* PROMPT: Using the records below, repeat exactly the lines from the one holding "(diff shortened: 5 of 16 files shown)" through the one holding "Frankly speaking, I followed", both ends included, and no others.

SUPPLIED MATERIAL below:

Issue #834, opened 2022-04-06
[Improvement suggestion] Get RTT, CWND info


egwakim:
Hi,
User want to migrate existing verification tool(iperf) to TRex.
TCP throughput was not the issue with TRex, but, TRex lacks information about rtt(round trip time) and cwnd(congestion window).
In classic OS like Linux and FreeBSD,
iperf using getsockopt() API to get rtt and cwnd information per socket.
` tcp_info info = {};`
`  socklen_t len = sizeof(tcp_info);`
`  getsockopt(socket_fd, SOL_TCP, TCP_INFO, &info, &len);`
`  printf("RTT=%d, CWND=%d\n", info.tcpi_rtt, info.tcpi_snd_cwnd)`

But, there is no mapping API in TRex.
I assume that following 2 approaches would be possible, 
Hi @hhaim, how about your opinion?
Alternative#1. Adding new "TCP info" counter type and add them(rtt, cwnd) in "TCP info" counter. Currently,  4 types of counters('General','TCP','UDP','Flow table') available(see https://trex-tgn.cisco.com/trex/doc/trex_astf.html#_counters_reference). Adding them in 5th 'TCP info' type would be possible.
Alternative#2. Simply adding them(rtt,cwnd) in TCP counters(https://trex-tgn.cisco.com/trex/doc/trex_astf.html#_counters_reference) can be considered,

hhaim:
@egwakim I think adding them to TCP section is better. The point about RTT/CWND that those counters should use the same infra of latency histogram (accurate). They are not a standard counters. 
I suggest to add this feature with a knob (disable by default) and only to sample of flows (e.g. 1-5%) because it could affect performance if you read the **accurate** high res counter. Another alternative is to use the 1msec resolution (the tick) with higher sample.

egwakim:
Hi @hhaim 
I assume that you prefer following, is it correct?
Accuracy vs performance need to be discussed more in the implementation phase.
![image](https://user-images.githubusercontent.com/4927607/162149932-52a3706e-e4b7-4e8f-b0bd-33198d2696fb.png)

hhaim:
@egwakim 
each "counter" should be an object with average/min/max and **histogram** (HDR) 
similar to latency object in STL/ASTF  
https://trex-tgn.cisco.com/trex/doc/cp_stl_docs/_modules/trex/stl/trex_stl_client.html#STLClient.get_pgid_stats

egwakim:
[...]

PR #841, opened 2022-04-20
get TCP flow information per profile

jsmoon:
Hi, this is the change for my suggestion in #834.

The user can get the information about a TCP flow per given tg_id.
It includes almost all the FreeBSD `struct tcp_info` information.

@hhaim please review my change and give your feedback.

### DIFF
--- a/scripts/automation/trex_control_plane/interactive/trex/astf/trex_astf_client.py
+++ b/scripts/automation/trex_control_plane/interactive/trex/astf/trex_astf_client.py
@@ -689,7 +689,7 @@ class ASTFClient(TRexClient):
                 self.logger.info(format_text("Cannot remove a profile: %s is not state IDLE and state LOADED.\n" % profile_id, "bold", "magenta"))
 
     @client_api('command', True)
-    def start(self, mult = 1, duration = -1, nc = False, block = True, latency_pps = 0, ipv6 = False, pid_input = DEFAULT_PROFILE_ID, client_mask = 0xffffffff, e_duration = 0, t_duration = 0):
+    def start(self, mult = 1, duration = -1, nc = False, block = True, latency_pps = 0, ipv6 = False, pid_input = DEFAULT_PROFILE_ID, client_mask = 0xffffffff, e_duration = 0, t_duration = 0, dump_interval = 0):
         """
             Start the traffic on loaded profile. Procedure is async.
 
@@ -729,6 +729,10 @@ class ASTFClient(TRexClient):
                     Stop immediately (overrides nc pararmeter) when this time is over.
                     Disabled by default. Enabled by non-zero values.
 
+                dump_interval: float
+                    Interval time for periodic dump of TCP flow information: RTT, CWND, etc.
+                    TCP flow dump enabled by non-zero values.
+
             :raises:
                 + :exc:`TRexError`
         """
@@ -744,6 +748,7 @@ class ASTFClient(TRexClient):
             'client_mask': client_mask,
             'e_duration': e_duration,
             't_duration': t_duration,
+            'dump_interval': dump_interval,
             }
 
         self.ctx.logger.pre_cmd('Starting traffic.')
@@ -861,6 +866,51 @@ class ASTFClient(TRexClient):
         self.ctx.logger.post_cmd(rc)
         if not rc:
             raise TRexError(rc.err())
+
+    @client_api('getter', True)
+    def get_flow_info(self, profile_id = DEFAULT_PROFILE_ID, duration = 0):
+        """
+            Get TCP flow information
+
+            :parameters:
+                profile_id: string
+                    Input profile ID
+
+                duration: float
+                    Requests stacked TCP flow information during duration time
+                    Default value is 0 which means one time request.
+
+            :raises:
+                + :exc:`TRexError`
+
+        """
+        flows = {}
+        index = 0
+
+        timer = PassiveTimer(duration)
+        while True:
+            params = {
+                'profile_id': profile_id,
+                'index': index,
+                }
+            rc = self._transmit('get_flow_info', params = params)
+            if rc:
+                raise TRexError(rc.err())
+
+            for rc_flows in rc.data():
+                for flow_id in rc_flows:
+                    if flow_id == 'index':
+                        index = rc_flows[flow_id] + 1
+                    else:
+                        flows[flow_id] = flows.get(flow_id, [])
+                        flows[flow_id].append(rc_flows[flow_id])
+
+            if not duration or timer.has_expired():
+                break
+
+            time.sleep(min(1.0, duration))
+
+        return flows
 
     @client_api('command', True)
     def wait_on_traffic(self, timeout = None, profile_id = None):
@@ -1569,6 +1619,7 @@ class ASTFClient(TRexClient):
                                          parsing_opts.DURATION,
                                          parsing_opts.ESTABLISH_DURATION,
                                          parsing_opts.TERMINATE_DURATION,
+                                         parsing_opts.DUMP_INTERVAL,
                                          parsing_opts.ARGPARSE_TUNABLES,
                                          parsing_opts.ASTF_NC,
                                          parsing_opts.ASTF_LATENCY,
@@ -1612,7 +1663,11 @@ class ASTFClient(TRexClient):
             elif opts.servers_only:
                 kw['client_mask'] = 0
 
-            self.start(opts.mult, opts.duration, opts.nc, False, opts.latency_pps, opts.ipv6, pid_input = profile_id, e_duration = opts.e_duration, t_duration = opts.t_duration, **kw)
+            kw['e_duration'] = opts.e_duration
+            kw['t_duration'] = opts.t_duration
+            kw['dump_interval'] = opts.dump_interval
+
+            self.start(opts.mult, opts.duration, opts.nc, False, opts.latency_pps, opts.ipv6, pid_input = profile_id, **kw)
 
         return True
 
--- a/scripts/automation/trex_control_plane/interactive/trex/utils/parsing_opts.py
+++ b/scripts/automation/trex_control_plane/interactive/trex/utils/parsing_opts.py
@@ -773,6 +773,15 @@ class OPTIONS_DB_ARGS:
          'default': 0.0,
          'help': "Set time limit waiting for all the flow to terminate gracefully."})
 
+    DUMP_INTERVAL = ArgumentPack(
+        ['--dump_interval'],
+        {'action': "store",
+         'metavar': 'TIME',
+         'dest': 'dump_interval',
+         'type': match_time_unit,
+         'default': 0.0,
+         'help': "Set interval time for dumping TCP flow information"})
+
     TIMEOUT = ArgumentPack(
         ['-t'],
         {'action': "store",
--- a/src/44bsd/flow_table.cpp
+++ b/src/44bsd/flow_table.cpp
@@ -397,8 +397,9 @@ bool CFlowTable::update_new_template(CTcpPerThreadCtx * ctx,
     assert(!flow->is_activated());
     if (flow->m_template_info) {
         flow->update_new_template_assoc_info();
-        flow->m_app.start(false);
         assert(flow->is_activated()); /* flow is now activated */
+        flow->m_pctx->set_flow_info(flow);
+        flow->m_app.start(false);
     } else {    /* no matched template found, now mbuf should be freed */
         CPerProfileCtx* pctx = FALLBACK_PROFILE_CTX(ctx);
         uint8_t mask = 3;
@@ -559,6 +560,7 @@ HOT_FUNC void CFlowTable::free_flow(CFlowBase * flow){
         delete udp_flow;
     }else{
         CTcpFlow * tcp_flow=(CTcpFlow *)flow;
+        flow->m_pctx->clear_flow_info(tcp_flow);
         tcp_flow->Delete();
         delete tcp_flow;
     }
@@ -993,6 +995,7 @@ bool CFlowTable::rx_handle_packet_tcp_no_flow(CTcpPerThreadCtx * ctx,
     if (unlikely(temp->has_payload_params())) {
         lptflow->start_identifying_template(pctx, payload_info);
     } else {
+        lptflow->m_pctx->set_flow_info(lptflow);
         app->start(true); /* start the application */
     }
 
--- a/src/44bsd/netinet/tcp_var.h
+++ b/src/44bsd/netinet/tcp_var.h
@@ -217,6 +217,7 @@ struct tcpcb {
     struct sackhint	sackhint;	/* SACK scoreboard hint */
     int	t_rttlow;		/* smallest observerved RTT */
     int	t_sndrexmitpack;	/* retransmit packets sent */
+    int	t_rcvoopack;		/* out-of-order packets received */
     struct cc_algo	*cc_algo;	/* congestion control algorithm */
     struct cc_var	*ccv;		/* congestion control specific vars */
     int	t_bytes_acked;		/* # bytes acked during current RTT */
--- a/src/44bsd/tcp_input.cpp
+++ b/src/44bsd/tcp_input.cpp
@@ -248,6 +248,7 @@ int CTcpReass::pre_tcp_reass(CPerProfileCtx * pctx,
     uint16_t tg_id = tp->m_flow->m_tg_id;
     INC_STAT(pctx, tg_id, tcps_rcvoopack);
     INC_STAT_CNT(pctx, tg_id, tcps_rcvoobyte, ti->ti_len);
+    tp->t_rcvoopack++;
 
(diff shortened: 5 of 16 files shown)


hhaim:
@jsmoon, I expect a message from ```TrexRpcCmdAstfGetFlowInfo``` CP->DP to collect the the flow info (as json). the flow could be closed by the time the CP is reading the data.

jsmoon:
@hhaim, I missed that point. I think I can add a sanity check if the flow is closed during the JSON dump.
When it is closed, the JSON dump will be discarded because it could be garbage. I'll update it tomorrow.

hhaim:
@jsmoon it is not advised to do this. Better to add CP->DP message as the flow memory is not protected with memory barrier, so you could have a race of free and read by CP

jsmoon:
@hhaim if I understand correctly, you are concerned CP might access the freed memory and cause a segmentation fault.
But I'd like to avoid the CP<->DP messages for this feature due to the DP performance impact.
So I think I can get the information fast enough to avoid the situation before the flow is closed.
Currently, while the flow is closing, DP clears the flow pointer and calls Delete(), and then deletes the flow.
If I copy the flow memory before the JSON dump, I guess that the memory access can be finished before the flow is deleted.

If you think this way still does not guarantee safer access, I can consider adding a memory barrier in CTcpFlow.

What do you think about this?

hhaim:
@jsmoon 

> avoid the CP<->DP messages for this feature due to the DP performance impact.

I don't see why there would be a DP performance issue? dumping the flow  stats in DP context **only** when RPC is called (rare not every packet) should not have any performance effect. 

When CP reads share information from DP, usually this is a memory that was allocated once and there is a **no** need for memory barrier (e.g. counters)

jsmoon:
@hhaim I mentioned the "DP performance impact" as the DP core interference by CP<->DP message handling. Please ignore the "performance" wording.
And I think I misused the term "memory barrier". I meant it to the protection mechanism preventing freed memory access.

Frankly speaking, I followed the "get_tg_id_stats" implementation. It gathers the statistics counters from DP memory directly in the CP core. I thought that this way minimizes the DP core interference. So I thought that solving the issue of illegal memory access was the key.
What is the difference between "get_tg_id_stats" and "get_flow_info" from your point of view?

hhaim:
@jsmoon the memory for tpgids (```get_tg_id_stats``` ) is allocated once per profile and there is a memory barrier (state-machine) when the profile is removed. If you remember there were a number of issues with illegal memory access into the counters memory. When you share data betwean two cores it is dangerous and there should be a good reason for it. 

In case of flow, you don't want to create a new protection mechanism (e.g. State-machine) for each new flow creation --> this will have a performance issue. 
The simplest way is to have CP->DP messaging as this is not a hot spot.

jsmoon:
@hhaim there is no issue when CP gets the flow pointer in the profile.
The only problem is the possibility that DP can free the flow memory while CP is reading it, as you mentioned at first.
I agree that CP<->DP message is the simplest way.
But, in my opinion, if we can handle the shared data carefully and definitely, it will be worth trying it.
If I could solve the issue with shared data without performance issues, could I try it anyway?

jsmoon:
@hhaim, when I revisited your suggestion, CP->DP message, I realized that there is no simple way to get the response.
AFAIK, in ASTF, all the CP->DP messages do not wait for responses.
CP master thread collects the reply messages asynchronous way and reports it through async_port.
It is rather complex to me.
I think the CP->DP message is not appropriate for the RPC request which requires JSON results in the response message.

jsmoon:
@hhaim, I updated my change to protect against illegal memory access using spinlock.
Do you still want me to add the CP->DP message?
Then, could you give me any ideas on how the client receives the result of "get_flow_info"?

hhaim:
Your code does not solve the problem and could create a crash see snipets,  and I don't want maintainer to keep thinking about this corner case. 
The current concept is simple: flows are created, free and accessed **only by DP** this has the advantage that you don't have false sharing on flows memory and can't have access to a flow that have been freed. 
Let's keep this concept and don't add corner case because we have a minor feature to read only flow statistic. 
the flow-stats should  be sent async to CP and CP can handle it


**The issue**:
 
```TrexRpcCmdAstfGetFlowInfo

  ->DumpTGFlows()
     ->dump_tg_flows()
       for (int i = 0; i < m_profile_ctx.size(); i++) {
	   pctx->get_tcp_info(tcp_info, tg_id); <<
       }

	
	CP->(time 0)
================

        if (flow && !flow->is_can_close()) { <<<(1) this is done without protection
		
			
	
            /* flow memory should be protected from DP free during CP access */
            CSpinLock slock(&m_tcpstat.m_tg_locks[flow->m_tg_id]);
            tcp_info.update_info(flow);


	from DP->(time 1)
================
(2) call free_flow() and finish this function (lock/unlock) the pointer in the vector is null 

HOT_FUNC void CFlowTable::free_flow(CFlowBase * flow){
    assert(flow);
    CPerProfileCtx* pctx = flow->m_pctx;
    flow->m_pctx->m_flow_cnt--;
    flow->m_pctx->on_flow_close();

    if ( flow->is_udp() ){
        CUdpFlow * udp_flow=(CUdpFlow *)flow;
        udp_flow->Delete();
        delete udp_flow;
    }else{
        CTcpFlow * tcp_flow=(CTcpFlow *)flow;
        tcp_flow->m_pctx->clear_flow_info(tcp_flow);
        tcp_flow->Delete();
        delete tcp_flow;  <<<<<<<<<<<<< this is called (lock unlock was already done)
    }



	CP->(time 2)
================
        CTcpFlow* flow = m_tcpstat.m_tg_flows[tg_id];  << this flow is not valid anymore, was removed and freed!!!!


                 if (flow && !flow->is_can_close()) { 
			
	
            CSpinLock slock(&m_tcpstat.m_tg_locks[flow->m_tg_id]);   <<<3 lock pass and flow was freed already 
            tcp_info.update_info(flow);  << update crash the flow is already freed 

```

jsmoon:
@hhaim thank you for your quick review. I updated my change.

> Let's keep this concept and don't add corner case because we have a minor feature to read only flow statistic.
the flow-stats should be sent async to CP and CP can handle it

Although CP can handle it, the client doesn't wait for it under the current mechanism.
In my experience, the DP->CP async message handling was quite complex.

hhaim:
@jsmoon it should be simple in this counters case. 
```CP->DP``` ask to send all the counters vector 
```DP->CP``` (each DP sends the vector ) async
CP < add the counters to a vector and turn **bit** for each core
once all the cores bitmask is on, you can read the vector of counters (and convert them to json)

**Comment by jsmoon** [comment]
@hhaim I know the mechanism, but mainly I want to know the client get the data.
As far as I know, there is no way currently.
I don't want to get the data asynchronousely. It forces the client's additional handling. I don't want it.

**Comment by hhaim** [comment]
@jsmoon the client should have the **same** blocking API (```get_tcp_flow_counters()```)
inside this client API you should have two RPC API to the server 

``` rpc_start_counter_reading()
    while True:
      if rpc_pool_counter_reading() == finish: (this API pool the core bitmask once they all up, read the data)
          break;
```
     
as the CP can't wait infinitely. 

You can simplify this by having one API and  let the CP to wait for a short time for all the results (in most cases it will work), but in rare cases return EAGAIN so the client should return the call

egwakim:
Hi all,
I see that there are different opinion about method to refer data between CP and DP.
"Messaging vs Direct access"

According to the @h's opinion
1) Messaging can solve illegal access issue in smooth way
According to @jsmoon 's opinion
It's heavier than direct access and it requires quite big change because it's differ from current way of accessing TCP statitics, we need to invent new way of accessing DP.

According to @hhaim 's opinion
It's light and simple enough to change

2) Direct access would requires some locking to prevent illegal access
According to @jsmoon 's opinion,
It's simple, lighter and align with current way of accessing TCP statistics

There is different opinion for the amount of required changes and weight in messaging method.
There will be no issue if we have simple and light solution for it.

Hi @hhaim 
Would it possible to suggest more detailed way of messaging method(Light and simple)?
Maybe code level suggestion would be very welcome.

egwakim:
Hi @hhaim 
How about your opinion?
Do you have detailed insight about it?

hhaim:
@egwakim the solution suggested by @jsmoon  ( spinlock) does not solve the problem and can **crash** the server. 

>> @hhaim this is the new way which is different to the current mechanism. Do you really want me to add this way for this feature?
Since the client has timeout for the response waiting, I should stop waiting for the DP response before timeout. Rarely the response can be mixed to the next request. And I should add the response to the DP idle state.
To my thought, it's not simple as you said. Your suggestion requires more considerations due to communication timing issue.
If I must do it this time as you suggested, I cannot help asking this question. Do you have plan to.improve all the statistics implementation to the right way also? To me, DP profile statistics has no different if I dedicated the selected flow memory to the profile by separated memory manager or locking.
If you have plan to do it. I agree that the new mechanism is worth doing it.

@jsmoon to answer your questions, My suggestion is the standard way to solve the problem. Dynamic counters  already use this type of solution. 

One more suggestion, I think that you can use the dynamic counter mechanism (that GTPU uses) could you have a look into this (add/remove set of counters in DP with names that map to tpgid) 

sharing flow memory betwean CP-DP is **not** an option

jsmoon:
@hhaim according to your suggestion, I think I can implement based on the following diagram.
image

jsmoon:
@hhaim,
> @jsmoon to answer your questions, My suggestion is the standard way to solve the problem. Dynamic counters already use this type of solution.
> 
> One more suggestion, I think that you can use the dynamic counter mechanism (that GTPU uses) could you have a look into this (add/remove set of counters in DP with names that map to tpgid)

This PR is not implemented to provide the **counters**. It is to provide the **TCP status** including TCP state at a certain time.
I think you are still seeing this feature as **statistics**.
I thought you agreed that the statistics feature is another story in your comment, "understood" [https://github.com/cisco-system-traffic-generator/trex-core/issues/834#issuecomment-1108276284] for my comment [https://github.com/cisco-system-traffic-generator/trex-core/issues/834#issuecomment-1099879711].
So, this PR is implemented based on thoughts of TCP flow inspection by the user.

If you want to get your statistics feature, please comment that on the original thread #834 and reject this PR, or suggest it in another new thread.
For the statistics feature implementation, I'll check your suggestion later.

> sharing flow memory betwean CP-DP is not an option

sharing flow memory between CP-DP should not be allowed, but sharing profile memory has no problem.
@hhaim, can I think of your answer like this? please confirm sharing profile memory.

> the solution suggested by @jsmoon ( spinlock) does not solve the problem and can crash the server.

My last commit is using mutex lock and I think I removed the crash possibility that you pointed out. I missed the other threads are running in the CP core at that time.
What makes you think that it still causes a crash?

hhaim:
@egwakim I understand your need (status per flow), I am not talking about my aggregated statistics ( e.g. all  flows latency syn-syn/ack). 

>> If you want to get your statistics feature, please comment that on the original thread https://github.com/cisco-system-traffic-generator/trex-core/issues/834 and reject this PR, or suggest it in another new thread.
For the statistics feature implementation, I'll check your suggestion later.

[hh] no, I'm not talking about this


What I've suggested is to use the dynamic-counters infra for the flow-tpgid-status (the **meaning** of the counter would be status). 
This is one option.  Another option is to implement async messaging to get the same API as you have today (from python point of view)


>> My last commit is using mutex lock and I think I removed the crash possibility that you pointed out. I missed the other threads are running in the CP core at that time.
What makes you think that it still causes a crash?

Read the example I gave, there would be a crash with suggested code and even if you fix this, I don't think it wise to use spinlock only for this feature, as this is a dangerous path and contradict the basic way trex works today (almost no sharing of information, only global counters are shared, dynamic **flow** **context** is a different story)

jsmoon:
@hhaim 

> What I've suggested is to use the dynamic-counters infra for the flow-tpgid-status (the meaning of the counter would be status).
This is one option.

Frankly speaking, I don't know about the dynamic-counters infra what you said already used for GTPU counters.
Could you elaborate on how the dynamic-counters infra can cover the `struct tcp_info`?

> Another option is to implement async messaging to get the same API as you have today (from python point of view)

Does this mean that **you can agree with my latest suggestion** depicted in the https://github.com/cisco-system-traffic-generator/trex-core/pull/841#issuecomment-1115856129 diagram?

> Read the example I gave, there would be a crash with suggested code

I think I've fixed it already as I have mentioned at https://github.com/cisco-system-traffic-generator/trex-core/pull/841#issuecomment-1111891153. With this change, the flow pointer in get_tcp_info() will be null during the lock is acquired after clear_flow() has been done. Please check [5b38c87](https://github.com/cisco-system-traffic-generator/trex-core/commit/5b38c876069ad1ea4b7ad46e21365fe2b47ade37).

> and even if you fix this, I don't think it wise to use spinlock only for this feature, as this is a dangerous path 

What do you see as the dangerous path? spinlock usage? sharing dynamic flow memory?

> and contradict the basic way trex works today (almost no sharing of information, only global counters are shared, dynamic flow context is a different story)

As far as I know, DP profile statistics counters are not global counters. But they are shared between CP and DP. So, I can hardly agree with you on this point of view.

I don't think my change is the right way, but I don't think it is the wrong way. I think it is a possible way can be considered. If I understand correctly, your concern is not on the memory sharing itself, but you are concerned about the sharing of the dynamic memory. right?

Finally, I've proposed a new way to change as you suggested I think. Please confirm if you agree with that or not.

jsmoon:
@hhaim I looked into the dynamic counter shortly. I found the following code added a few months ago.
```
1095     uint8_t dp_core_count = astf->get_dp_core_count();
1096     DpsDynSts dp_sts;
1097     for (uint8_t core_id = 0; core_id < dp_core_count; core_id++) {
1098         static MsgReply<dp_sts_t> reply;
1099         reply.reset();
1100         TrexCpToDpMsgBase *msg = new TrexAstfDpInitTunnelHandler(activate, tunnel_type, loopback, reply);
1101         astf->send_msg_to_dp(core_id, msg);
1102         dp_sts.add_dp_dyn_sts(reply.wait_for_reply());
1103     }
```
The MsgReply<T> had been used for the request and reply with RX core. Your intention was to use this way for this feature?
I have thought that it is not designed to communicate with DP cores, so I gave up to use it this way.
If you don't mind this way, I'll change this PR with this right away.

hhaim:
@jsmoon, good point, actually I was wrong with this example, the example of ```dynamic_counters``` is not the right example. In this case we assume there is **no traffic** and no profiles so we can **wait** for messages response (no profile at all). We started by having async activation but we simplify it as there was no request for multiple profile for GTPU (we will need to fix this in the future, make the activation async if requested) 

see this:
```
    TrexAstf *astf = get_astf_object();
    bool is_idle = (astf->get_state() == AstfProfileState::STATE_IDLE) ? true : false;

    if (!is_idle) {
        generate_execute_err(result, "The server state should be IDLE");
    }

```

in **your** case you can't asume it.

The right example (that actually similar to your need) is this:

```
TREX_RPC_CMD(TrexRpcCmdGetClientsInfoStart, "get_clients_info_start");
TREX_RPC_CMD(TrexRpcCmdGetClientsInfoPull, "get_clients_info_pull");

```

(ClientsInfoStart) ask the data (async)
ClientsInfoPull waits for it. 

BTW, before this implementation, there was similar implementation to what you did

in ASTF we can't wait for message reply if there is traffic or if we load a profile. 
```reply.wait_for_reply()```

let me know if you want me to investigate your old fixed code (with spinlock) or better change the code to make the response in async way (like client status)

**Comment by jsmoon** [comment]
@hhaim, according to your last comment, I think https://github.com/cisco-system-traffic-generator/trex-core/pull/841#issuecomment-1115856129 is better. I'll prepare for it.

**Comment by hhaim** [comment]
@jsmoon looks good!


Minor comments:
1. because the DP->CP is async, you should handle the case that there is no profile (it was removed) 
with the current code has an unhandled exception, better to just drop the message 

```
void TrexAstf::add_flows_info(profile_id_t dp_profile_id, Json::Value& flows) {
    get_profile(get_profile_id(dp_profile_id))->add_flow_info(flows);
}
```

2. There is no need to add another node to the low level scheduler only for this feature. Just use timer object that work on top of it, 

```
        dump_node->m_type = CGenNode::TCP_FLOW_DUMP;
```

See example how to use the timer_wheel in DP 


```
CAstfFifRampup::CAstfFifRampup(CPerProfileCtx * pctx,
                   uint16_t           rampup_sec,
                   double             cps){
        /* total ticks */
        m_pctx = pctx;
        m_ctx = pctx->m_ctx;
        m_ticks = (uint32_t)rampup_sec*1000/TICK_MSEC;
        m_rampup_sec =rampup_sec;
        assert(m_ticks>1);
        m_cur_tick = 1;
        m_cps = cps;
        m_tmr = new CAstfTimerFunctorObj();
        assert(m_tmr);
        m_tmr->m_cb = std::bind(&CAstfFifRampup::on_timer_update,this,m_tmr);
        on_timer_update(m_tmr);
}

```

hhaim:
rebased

End of SUPPLIED MATERIAL.

* WRITTEN ANSWER:
(diff shortened: 5 of 16 files shown)


hhaim:
@jsmoon, I expect a message from ```TrexRpcCmdAstfGetFlowInfo``` CP->DP to collect the the flow info (as json). the flow could be closed by the time the CP is reading the data.

jsmoon:
@hhaim, I missed that point. I think I can add a sanity check if the flow is closed during the JSON dump.
When it is closed, the JSON dump will be discarded because it could be garbage. I'll update it tomorrow.

hhaim:
@jsmoon it is not advised to do this. Better to add CP->DP message as the flow memory is not protected with memory barrier, so you could have a race of free and read by CP

jsmoon:
@hhaim if I understand correctly, you are concerned CP might access the freed memory and cause a segmentation fault.
But I'd like to avoid the CP<->DP messages for this feature due to the DP performance impact.
So I think I can get the information fast enough to avoid the situation before the flow is closed.
Currently, while the flow is closing, DP clears the flow pointer and calls Delete(), and then deletes the flow.
If I copy the flow memory before the JSON dump, I guess that the memory access can be finished before the flow is deleted.

If you think this way still does not guarantee safer access, I can consider adding a memory barrier in CTcpFlow.

What do you think about this?

hhaim:
@jsmoon 

> avoid the CP<->DP messages for this feature due to the DP performance impact.

I don't see why there would be a DP performance issue? dumping the flow  stats in DP context **only** when RPC is called (rare not every packet) should not have any performance effect. 

When CP reads share information from DP, usually this is a memory that was allocated once and there is a **no** need for memory barrier (e.g. counters)

jsmoon:
@hhaim I mentioned the "DP performance impact" as the DP core interference by CP<->DP message handling. Please ignore the "performance" wording.
And I think I misused the term "memory barrier". I meant it to the protection mechanism preventing freed memory access.

Frankly speaking, I followed the "get_tg_id_stats" implementation. It gathers the statistics counters from DP memory directly in the CP core. I thought that this way minimizes the DP core interference. So I thought that solving the issue of illegal memory access was the key.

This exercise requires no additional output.